Все получают заграничные визы, а Гук, верблюд, нежданно-негаданно объявлен «лицом нежелательным». Идет Гук в полицейское управление, а ему говорят, ничего мол не поделаешь, возвращайся-ка где живешь, в оазис, тому, кто объявлен «лицом нежелательным», бесполезно хлопотать о визе. В унынии тащится Гук к местам ушедших лет. А вокруг — родные верблюды и знакомые, и «что случилось», и «не может быть», и «почему именно ты». Направляется делегация в министерство зарубежных сообщений, но следует скандал в доме заскорузлых чиновников: «Невиданное дело… Немедленно возвращайтесь в оазис… Будет проведено расследование».
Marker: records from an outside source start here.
PR #522, opened 2023-03-29
(refactor): Teams http api

m8vago:


web/crux/src/app/team/team.dto.ts
```diff
@@ -0,0 +1,58 @@
...
+  statistics: TeamStatisticsDto
+}
+
+export class TeamDetailsDto extends TeamDto {
+  users: UserDto[]
+}
+
+export class UpdateUserRoleDto {
+  @ApiProperty({ enum: USER_ROLE_VALUES })
+  role: UserRoleDto
```
robot9706, line 40: `@ValidateNested()` ?

web/crux/src/app/node/node.http.controller.ts
```diff
@@ -26,8 +24,8 @@ export default class NodeHttpController {
    * This is just an experimental implementation, and should be improved in the future.
    */
   @Get('status')
-  @ApiBody({ type: WatchContainerStateRequestDto })
-  @ApiOkResponse({ type: ContainerStateListMessageDto })
+  // @ApiBody({ type: WatchContainerStateRequestDto })
```
robot9706, line 27: This function will be rewritten anyways, so why keep these?

robot9706:
While testing I found that team invites don't work.
When trying to accept an invitation there's an "error:notFound" toast, because `acceptTeamInvitation` is called with PUT instead of POST (I think that's whats happening...).

PR #527, opened 2023-04-03
feat(web): health http api

robot9706:
Moved the health API to HTTP.


web/crux/src/app/health/health.dto.ts
```diff
@@ -0,0 +1,16 @@
...
+
+export class HealthDto {
+  @IsIn(SERVICE_STATUS_VALUES)
+  status: ServiceStatusDto
+
+  @IsString()
+  version: string
+
+  @IsString()
+  @IsOptional()
```
polaroi8d, line 14: Do not need the `@IsOptional()` if we are using `?`.

m8vago: I think it's necessary for the c# generator.

polaroi8d: We don't need.

m8vago (approved):

PR #533, opened 2023-04-12
fix: improve the CLI Docker Engine Server errror message

polaroi8d:


golang/pkg/cli/config_file.go
```diff
@@ -192,10 +192,10 @@ func SettingsFileDefaults(initialState *State, args *ArgsFlags) *State {
 		switch {
 		case errors.Is(err, containerRuntime.ErrServerIsOutdated):
 			NotifyOnce("dockerversion", func() {
-				log.Warn().Stack().Err(err).Msg("Server is outdated, please consider updating")
+				log.Warn().Stack().Err(err).Msg("Docker Engine (Server) is outdated, please consider updating")
```
nandor-magyar, line 195: This branch and the other can also be reached if one is using Podman.
I would opt for Info log level, since it does not affect application behavior:
```
There is a newer version of the container engine in use, please consider updating.
```

golang/pkg/cli/config_file.go
```diff
@@ -192,10 +192,10 @@ func SettingsFileDefaults(initialState *State, args *ArgsFlags) *State {
...
 			})
 		case errors.Is(err, containerRuntime.ErrServerVersionIsNotSupported):
-			log.Fatal().Stack().Err(err).Msg("Server is outdated")
+			log.Fatal().Stack().Err(err).Msg("Docker Engine (Server) is outdated")
```
nandor-magyar, line 198: This also could be Podman as well.

nandor-magyar (changes requested):

nandor-magyar (approved):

Гук в оазисе щиплет травку день, щиплет другой. Все верблюды перешли границу, а Гук все ждет и ждет. Так прошло лето, прошла осень. Тогда Гук опять идет в город. Располагается на одной пустой площади. То и дело фотографируется с туристами, дает интервью. Мнимый престиж Гука на площади. А он-то решает, что день настал и шагает вперед, но у заставы все кончается — ведь он объявлен «лицом нежелательным». Гук опускает голову, лижет редкие травинки на площади. Однажды о нем упоминают по радио, и он, счастливый, бежит в полицейское управление. Там его опять объявляют «лицом нежелательным». Гук возвращается в оазис и ложится. Пощипывает вяло травку, а потом утыкается носом в песок. Медленно закрывает глаза — вслед за садящимся солнцем. Под его ноздрею вздрагивает пузырик — чуть дольше, чем он сам.

МУКИ СЛУЖЕБНЫЕ

Моя верная секретарша из тех людей, что выполняют свой долг «бук-ва-ли-сти-чес-ки», а это, как известно, значит вдаваться в крайности, оккупировать территории, запускать пятерню в стакан с молоком, чтобы вытащить один несчастный волосок.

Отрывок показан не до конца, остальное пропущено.